Abordant, comme l’Afrique du Sud, la question du Sahara occidental, « dernière colonie sur le sol africain », l’Angola a appelé les parties à reprendre les négociations sans plus attendre, sous les auspices de l’ONU et de l’Union africaine, afin que le peuple sahraoui puisse réaliser ses aspirations.  L’Arabie saoudite a réitéré, pour sa part, son attachement à l’initiative marocaine d’autonomie du Sahara marocain et au respect de l’intégrité territoriale du Maroc, dans le droit fil des résolutions pertinentes du Conseil de sécurité et du droit international.

Dans un contexte de tensions géopolitiques croissantes aux quatre coins du monde, le Viet Nam a trouvé réconfort dans l’engagement des États Membres en faveur des processus et des négociations pilotés par l’ONU afin de faire advenir des solutions politiques pacifiques permettant aux millions de personnes vivant dans les territoires non autonomes d’exercer leur droit à l’autodétermination, ainsi que le propose le Pacte pour l’avenir.  Confrontés aux crises climatiques, économiques et sanitaires actuelles, les peuples de ces territoires sont plus vulnérables que jamais, a noté le Népal.

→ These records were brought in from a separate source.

PR #4093, opened 2015-02-27
Update to fix odd IE8 bug with labels and inputs in Reportback fallback.

### LINKED ISSUE #3866: In IE8, the user is unable to change photo.
IE8/Windows 7 - I uploaded an image, was presented with the option to edit photo, but then nothing happens.

Seemed to work in IE9

weerd:
## Fixes #3866

So as it turns out if an `<input>` sits inside of a `<label>`, then you don't need a `for` attribute on the label that allows you to click the label to select the input. It will naturally behave that way. You only need the `for` attribute to match the `id` of the input to allow this behavior if the `<input>` sits outside the `<label>`.

In modern browsers, if you happen to add a `for` attribute to the label and an input sits inside of it, it's not a big deal and should still behave the same way; click the label and it selects the input. However, IE8 apparent :hankey: the bed and needs to not have any `for` attribute in the label if the input sits inside the label.

themoreyouknow

We also had the same `id` on the `<label>` and `<input>` which was a boo boo, so that wasn't helping things.

Also removed some extraneous commas because my snazzy new IDE was getting mad at them.

@DoSomething/front-end

### DIFF
--- a/lib/themes/dosomething/paraneue_dosomething/includes/form.inc
+++ b/lib/themes/dosomething/paraneue_dosomething/includes/form.inc
@@ -166,7 +166,7 @@ function paraneue_dosomething_file($variables) {
     return '<label class="gigantor" id="' . $id . '">' . $message . '<input' . drupal_attributes($element['#attributes']) . ' /></label>';
   }
   else {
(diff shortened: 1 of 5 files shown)


DFurnes:
:boat: :boat: :boat:

PR #4097, opened 2015-03-02
Reportback request animation frame

### LINKED ISSUE #3790: Smoother cropping selection

### LINKED ISSUE #3963: crop box doesn't go to the edge of the image
http://screencast.com/t/cI4oSKBPlJ

### LINKED ISSUE #4032: some rb images have black band on them
A few examples in the excluded section of Teens for Jeans reportbacks: https://beta.dosomething.org/node/1144/rb/reviewed?status=3

Here is one specific example: https://beta.dosomething.org/reportback/59664

sbsmith86:
## Changes

Refactors the ImageCrop script to use `window.requestAnimationFrame()` for better performance and smoother animations. Adds a requestAnimationFrame polyfill.

Fixes #3790  - Moving to requestAnimationFrame() creates a smoother animation by separating the tasks of calculating the new position of the cropbox, and redrawing the cropbox at the new position. 

Fixes #3963 - We keep track of the last position of the cropbox to do the animation now, so we can use that to set a boundary by fixing the position. So, if the new position of the box will be outside of the crop area, then don't allow it to go there.

Fixes #4032 - Similar to above, we can track if the user is resizing the box too big and stop the animation before redrawing the box, so that the cropbox never breaks the crop area. This should stop black bars being generated in reportback images. 

@DoSomething/front-end

### DIFF
--- a/lib/themes/dosomething/paraneue_dosomething/bower.json
+++ b/lib/themes/dosomething/paraneue_dosomething/bower.json
@@ -34,7 +34,8 @@
     "respond": "~1.4.2",
     "almond": "~0.2.9",
     "jquery.iecors": "*",
-    "filament-sticky": "~0.1.4"
+    "filament-sticky": "~0.1.4",
+    "raf.js" : "0.0.4"
   },
   "resolutions": {
     "jquery": "1.8.3"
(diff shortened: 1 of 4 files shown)


DFurnes:
:+1:! :shipit:!

weerd:
Awesomeness! :dancer: :+1:

PR #4100, opened 2015-03-02
Update to provide fallback placeholders if no placeholders uploaded to site.

### LINKED ISSUE #3956: Use default hardcoded placeholder images as fallback.
If there are no placeholder `fids` available, then we need to provide a final fallback of the DS Logo filler so that the placeholders have some image content for the outputted markup.

weerd:
### Fixes #3956

Updated `dosomething_campaign_get_default_gallery_image_urls()` so it returns `false` if no default gallery images found, which is easier to test against in a conditional.

This allows falling back to local placeholder files if no placeholders have been uploaded to the site.

@aaronschachter 

CC: @barryclark @DFurnes


lib/modules/dosomething/dosomething_campaign/dosomething_campaign.module
```diff
@@ -879,19 +879,28 @@ function dosomething_campaign_form_campaign_node_form_after_build($form, &$form_
...
+    // Loop through each one:
+    foreach ($fids as $fid) {
+      // Make sure an image exists:
+      if ($url = dosomething_image_get_themed_image_url_by_fid((int) $fid, $size)) {
+        $urls[] = $url;
+      }
     }
+    return $urls;
   }
-  return $urls;
```
aaronschachter, line 894: Perhaps it'd be better to explicitly return `FALSE` here?

aaronschachter:
Looks good except for one minor comment.

aaronschachter:
@weerd For future PR's can you please assign a reviewer?

lib/modules/dosomething/dosomething_campaign/dosomething_campaign.module
weerd, line 894: The return `FALSE` happens but only if the `$fids` variable is `NULL`. There's a conditional there to decide that.

weerd, line 894: I might be misunderstanding what you mean tho :camel:

weerd, line 894: I could change it to this and might be more readable:

``` php
if (!is_null($fids)) {
    $urls = array();

    // Extract the fid's.
    $fids = explode(',', $fids);

    // Loop through each one:
    foreach ($fids as $fid) {
      // Make sure an image exists:
      if ($url = dosomething_image_get_themed_image_url_by_fid((int) $fid, $size)) {
        $urls[] = $url;
      }
    }
}

return false;
```

aaronschachter, line 894: Ah yeah, I missed line 886.  I think this is more readable.  Picky picky but it should be `FALSE`.

weerd, line 894: K. I'll update it. Yeah, I forget that PHP likes `FALSE` all in caps but JavaScript likes `false` all in lowercase. whatchagonnado :sheep:

weerd:
@aaronschachter updated!

lib/modules/dosomething/dosomething_campaign/dosomething_campaign.module
```diff
@@ -879,19 +879,27 @@ function dosomething_campaign_form_campaign_node_form_after_build($form, &$form_
...
+
+  return false;
```
aaronschachter: just caps lock this `FALSE` and then ship it

aaronschachter:
:+1:

PR #4104, opened 2015-03-03
Store scaled minimum in a separate variable

sbsmith86:
Fixes a small bug where the minimum wasn't being a reset when the image changed by storing the global minimum (480x480) in a different variable than the scaled minimum (480 scaled down based on the image size) so it doesn't get overwritten. 

@DoSomething/front-end


DFurnes:
:ship:

weerd:
:+1:

PR #4108, opened 2015-03-04
Adds get reset url resource to API

### LINKED ISSUE #4062: Password Reset Endpoint
An endpoint (perhaps `/api/v1/users/password_reset?email=<taget email>` is needed to request a password reset link for a specific Drupal user account by email address (or perhaps UID).

The password reset endpoint will be used by the `mbc-user-import`script. A password reset link is needed to send as part of the message content in the transactional email message for newly created Drupal users.

An example being the daily niche.com user import.

**Related**:
https://trello.com/c/Qsywpzzo
https://github.com/DoSomething/mbc-user-import/blob/master/MBC_userImport.class.inc#L128
https://github.com/DoSomething/mbc-user-import/issues/27
https://github.com/DoSomething/mb-toolbox/issues/29

itsjoekent:
Fixes #4062 

Creates targeted ation at /users/<uid>/password_reset_url

Required for
https://github.com/DoSomething/mb-toolbox/issues/29

@aaronschachter

### DIFF
--- a/lib/modules/dosomething/dosomething_api/resources/member_resource.inc
+++ b/lib/modules/dosomething/dosomething_api/resources/member_resource.inc
@@ -9,7 +9,7 @@ function _member_resource_defintion() {
         'file' => array(
           'type' => 'inc',
           'module' => 'dosomething_api',
-          'name' => 'resources/member.resource',
+          'name' => 'resources/member_resource',
         ),
         'callback' => '_member_resource_create',
           'args' => array(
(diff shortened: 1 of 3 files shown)


lib/modules/dosomething/dosomething_api/resources/member_resource.inc
```diff
@@ -52,13 +52,35 @@ function _member_resource_defintion() {
...
+            'name' => 'uid',
+            'optional' => FALSE,
+            'source' => array('path' => 0),
+            'type' => 'int',
+            'description' => 'The uid of the user whose password reset url we are getting',
+          ),
+        ),        
+        'callback' => '_member_resource_reset',
+        'access callback' => '_member_resource_access',
+        'access arguments' => array('password_reset_url'),
```
aaronschachter, line 81: I don't see any changes to the `_member_resource_access` function. This endpoint should only be accesible to administrators, as public exposure could allow anyone to access the URL for any UID and access their account.

aaronschachter, line 81: Oh, I see, by default it checks for administrator access.  I think this would be a little cleaner if we actually didn't pass an argument to the access callback, and made $op = NULL by default... what do you think @deadlybutter ?

itsjoekent, line 81: I just followed how all of the other resources were doing it, the member resource access was already implemented here: https://github.com/DoSomething/dosomething/blob/dev/lib/modules/dosomething/dosomething_api/resources/member_resource.inc#L69

As for making it null by default... Yeah it makes sense, since only a few functions don't require admin. Do you want me to refactor this in a separate PR?

aaronschachter, line 81: Up to you, can merge this or just make the change in here. Code looks ok to ship :+1:

itsjoekent, line 81: I'll do it in a sep. PR, want to get the MB toolbox issue tied with this out of the way first -- ill come back after that to refactor and fix up the perm issue i have assigned

PR #4113, opened 2015-03-05
Allow an override for the getImage reportback file.

### LINKED ISSUE #4112: Reportback file getImage
So far this only returns images sized `300x300` this needs to be larger for the permalink page, it should allow for overrides.

angaither:
Fixes #4112


aaronschachter:
:+1:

Pour sa part, l’Uruguay a jugé primordial que les territoires non autonomes soient entendus par la Commission en tant que pétitionnaires, y voyant une « plateforme vitale » d’inclusion démocratique par laquelle la communauté internationale reconnaît la capacité de ces territoires à façonner leur propre destin.  Afin que personne ne soit laissé pour compte, l’Indonésie a préconisé une coopération et des partenariat internationaux renforcés, à même de contribuer à relever les défis multiformes auxquels sont confrontés les 17 territoires non autonomes.

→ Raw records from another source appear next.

Issue #3541, opened 2014-11-25
Reportback Permalink page front-end


aaronschachter:
Blocked by #3540, waiting on finished designs. CC @julielorch

sbsmith86:
Closed with PR #4114

PR #4114, opened 2015-03-05
Reportback Confirmation Page

sbsmith86:
Addresses #3541. Giving the confirmation page some #fender love :blush: 
- Added a new stylesheet for the permalink page
- Layout of template file to follow Neue patterns
- Use the "full_width" page layout for permalink pages

@DoSomething/front-end 
/cc @angaither @barryclark


weerd:
Nice work! :+1:

lib/themes/dosomething/paraneue_dosomething/scss/content/_reportback-permalink.scss
```diff
@@ -0,0 +1,58 @@
...
+    &.-purple {
+      background: $purple;
+    }
+
+    .-white {
+      background: $white;
+    }
+
+    > .wrapper {
+      @include span(16);
```
DFurnes, line 18: How come this is necessary to override here?

weerd, line 18: I think cause it's a like a "card" sitting in the middle of the page. But come to think of it, maybe a css module `.card` class would work better here than overriding page stuff...?

Instead of handling everything in a top-level `.reportback__permalink` class that sits on the article up high, just target the card content and style specifically. Not sure. What says team fender?

sbsmith86, line 18: The mobile design has spacing around the white background, the default display spanned the white container 100%. 

image

DFurnes, line 18: Hmm. Yeah, I think maybe a `card` pattern might be the way to go here. Let's merge this and potentially refactor later.

DFurnes:
:+1: Looks good!

lib/themes/dosomething/paraneue_dosomething/scss/content/_reportback-permalink.scss
sbsmith86, line 18: @weerd hmm i dunno because there is some styling that is not just specific to the card, like the header alignment on mobile, and the purple background.

weerd, line 18: Oh gotcha. Yeah, I guess that stuff would need to be overridden then. Sorry, I hadn't seen the mobile view yet @_@ Just going by what I remembered for the desktop view :dancer:

sbsmith86:
@weerd @DFurnes ok, i will add a quick todo an merge, I can refactor with the non-owners version.

PR #4118, opened 2015-03-05
the rbid is not set in the values array on new reportbacks.

### LINKED ISSUE #4117: Reportback confirmation Error
image

Error on staging when loading the confirmation page.

angaither:
use the saved reportback id from `dosomething_reportback_save` to redirect. 
Fixes #4117


sbsmith86:
:+1:

Issue #4123, opened 2015-03-05
Don't print name if there's no caption


angaither:
Old reportbacks don't have captions, so it looks odd when you print the name without a caption

![](https://i.imgur.com/v8nCx1K.png)

weerd:
It's like you've signed the picture :)

sbsmith86:
lolz good catch!

angaither:
@mikefantini should be proud of my QA

mikefantini:
:clap:

Issue #4121, opened 2015-03-05
Add scholarship qualification text


angaither:
This needs display if the incentive field is set on the campaign page.

sbsmith86:
@lkpttn @mikefantini is there a quick mock of what/where this should be? Is it just right next to the subtitle? like "Subtile. [incentive text]"?

mikefantini:
yeah you got it @sbsmith86 it's just the second sentence of the subtitle.

PR #4126, opened 2015-03-06
Permalink template updates

sbsmith86:
Add incentive language as the second sentence of the subtitle. #4121 
Only print the caption if it exists (old reportbacks don't have 'em). #4123 

@DoSomething/front-end


angaither:
that is some fending :+1:

Issue #2523, opened 2014-06-13
Campaign Runs - Report backs should be attached to campaign signups (?)


barryclark:
This issue is not confirmed for build yet, but serves as a placeholder for discussion.

@aaronschachter's notes here: https://gist.github.com/aaronschachter/cf17cb60d820a6f02c5c

aaronschachter:
The history here is that while we have a singular table of reportbacks for both web and mobile, we do not have a table that stores both mobile and web signups.

If there was one, it would make sense to associate reportbacks with signups.  We would then be only storing signups per campaign run, vs. needing to worry about the run for both signup and reportback tables.  This also makes for clean querying: wanting to find all users who signed up but did not reportback could happen within the single signups table.

Suggested course of action:
- For each mobile signup, create a record in signup table
- Update reportbacks to track what signup it belongs to

angaither:
don't think we are going this route, closing (cc @aaronschachter)

aaronschachter:
Makes sense not to re-engineer this in Phoenix if nothing is broken -- we do go this route in the Northstar API via the Campaign Activity object returned in `users/_id/:id/campaigns`. 

One thing to keep in mind if/when we ever look to support multiple Campaign Runs in Northstar -- it could be tricky since the current Phoenix process for archiving a Campaign updates the Campaign id of all of its Signups and Reportbacks to the closed Campaign Run id.

PR #4127, opened 2015-03-06
Adds Signup/Reportback objects as properties to Campaigns class

aaronschachter:
screen shot 2015-03-06 at 7 44 45 am

### DIFF
--- a/lib/modules/dosomething/dosomething_campaign/dosomething_campaign.helpers.inc
+++ b/lib/modules/dosomething/dosomething_campaign/dosomething_campaign.helpers.inc
@@ -248,6 +248,15 @@ function dosomething_campaign_load($node, $public = FALSE) {
     unset($campaign->variables);
   }
 
+  // Return current user activity for this campaign:
+  $campaign->signup = NULL;
+  if ($sid = dosomething_signup_exists($campaign->nid)) {
+    $campaign->signup = signup_load($sid);
+  }
+  $campaign->reportback = NULL;
+  if ($rbid = dosomething_reportback_exists($campaign->nid)) {
+    $campaign->reportback = reportback_load($rbid);
+  }
   return $campaign;
 }
 


angaither:
@aaronschachter is there an issue for this?
this just returns data for the current user?

aaronschachter:
Yup, the issue is referenced in the commit message (https://github.com/DoSomething/dosomething/issues/4119) -- and yes, just interested in current user's activity.

angaither:
:+1: code looks ok
but I'm just very confused why this endpoint would return this data, shouldn't it be it's own endpoint?
calling for a node should return the node data, not user data.... and if it is returning user data, it should be requested in the url, not just the current user

aaronschachter:
Definitely open to suggestions / convo about this but the logic behind this is that anytime a user is viewing a Campaign, we need to know both if they are signed up for it and if they reported back.  We do this while viewing a Campaign on the web as well. I suppose apps which use the API could be make 3 separate GET requests, but that's 3 GET's per Campaign View.. and just seems like unnecessary steps if they could be returned in one shot...

sergiitk:
I agree with @angaither. It is strange to see current user's data returned by the endpoint correspondent to content management. I'd suggest to create `/users/current/*` endpoints for exposing current user related information.

aaronschachter:
But each signup and reportback is node specific, so what would those URL's look like @sergii-tkachenko  ?

sergiitk:
Something like `/users/current/campaign/1918.json`. This can return information user specific info for campaign id 1918, such as reportbacks and signups.

aaronschachter:
@sergii-tkachenko @angaither  I think the `current` is throwing me off here, because we will eventually start having Signups and Reportbacks for Campaign Run nodes.

Maybe lose the `current` for something like `users/activity?nid=362` ? 

Where the nid can be a Campaign, or a Campaign Run...

angaither:
That sounds good @aaronschachter 
Also, isn't the idea that the user api should be handling this anyways?

sergiitk:
@aaronschachter yes, sounds great!

aaronschachter:
Ok, I'll close this and open a new one. @angaither I believe storing signups/reportbacks in User API is the end goal but building this into Drupal for now to unblock mobile app development.

angaither:
yeah, the only thing blocking this in northstar the fact that there aren't users in the api.
But it's currently storing signups/reportbacks

aaronschachter:
Ohh @sergii-tkachenko I get the `current` now. So it would be

`users/current/activity?nid=362`
and 
`users/328342/activity?nid=362`

sergiitk:
:dancer: Yes!

aaronschachter:
This reminds me of how it'd be pretty nice to refactor Signups and Reportbacks into one "Activity" type table, to avoid separate Signup and Reportback id's: #2523

aaronschachter:
Might be worth revisiting this idea again. Per slack convo in the #api room: 

> When reviewing how we determine whether or not a user is signed up for a campaign, Evan (our former iOS mentor) was surprised the current user’s activity not included in the payload of a GET campaign?id=123. 
> The way the mobile app has to work without this data exposed in a campaign payload, is by querying for all of the current user’s activity upon app launch, then storing it in memory. we then traverse this array of activities (called a `DSOCampaignSignup`) when viewing a campaign. this is not ideal, because the user may have signed up on the web after launching the app.
> a 2nd scenario is 1 query to the campaign for the data, and 2nd API query to determine whether or not the user is signed up, which also isn’t ideal.

PR #4665, opened 2015-07-07
Updates to fix bug in response.

weerd:
Update to the campaign response broke the expected output for `facts` property. This fix restores it to prior expected output!

@jonuy @aaronschachter

### DIFF
--- a/lib/modules/dosomething/dosomething_api/includes/Transformer.php
+++ b/lib/modules/dosomething/dosomething_api/includes/Transformer.php
@@ -314,7 +314,9 @@ abstract class Transformer {
 
         $output['staff_pick'] = $data->staff_pick;
 
-        $output['facts'] = $data->facts;
+        $output['facts']['problem'] = $data->facts['problem'] ? $data->facts['problem']['fact'] : NULL;
+        $output['facts']['solution'] = $data->facts['solution'] ? $data->facts['solution']['fact'] : NULL;
+        $output['facts']['sources'] = $data->facts['sources'] ?: NULL;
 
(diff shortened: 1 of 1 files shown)


lib/modules/dosomething/dosomething_api/includes/Transformer.php
```diff
@@ -314,7 +314,9 @@ protected function transformCampaign($data) {
 
         $output['staff_pick'] = $data->staff_pick;
 
-        $output['facts'] = $data->facts;
+        $output['facts']['problem'] = $data->facts['problem'] ? $data->facts['problem']['fact'] : NULL;
+        $output['facts']['solution'] = $data->facts['solution'] ? $data->facts['solution']['fact'] : NULL;
+        $output['facts']['sources'] = $data->facts['sources'] ?: NULL;
```
aaronschachter: I think shorthand makes this less readable. Drupal standards recommend always using `{`'s: https://www.drupal.org/coding-standards#controlstruct

aaronschachter:
Code looks fine, but also not readable per comment. Not needed for merge, but something to consider..

weerd:
Would it be cooler if I switch it to match the other shorthands:

```
$output['facts']['sources'] = $data->facts['sources'] ? $data->facts['sources'] : NULL;
```

kind of dig the compactness of the shorthand version so all the `facts` properties kinda stick together in the code ;)

aaronschachter:
That looks better at least because it matches the other ones.

weerd:
K!

PR #4668, opened 2015-07-08
hide social buttons when hot module is enabled

### LINKED ISSUE #4654: hide problem share prompt + social buttons when a campaign is hot
image

In `node--campaign.tpl.php` we need to update the conditional logic around displaying the problem shares in the "Know it" section so it only displays if the campaign is **not** in the hot phase. 

So anywhere we are checking `<?php if ($show_problem_shares): ?>`  is true. 

We should also make sure the campaign is not in the hot phase, so something like .

`<?php if ($show_problem_shares &&  !$hot_module_enabled) : ?>`

chloealee:
Fixes #4654


sbsmith86:
:dancer: ! looks good.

Auparavant, la Commission s’est prononcée sur les demandes d’audition de pétitionnaires provenant de 9 des 17 territoires non autonomes inscrits à son ordre du jour.  Elle a d’abord approuvé l’inscription de trois pétitionnaires des Samoa américains, de2ux des Îles Vierges britanniques, 28 de la Polynésie française, un de Gibraltar, un de Guam, 18 de la Nouvelle-Calédonie, un des Îles Turques et Caïques, et 2 des Îles Vierges américaines.

S’agissant des 157 demandes d’inscription relatives à la question du Sahara occidental, le Maroc a exprimé sa préoccupation face à celles de deux individus qui, lors de sessions antérieures de la Quatrième Commission, ont attaqué les institutions et les symboles du Maroc, sa représentante estimant qu’une « ligne rouge » avait été franchie.  La Commission a décidé d’approuver la liste sans ces deux pétitionnaires, tout en poursuivant ses consultations sur leur inscription éventuelle.

En début de séance, le Rapporteur du Comité spécial chargé d’étudier la situation en ce qui concerne l’application de la Déclaration sur l’octroi de l’indépendance aux pays et aux peuples coloniaux, M. Koussay Aldahhak, de la Syrie, a présenté le rapport 2024 du Comité.   Composé de 13 chapitres et de 2 annexes, dont l’une consacrée au Séminaire régional des Caraïbes qui s’est tenu en mai de cette année au Venezuela, ce document comprend 20 projets de résolution qui seront examinés ultérieurement par la Commission.

Le rapport évoque également la mission de visite menée par le « Comité spécial des Vingt-Quatre » aux Îles Vierges britanniques, en août dernier, une « avancée concrète » dans les efforts de l’Organisation pour atteindre ses objectifs de décolonisation, selon les mots du Rapporteur.  La Présidente du Comité spécial, Mme Menissa Rambally, de Sainte-Lucie, a précisé qu’un rapport sur cette mission, organisée à la demande de ce territoire et avec l’accord du Royaume-Uni, Puissance administrante, est en cours d’élaboration.

Les délégations du Royaume-Uni, de la République islamique d’Iran, des Émirats arabes unis, et de l’Argentine ont exercé leur droit de réponse.

La Commission poursuivra ses travaux lundi, le 7 octobre 2024, à compter de 15 heures, avec l’audition des pétitionnaires.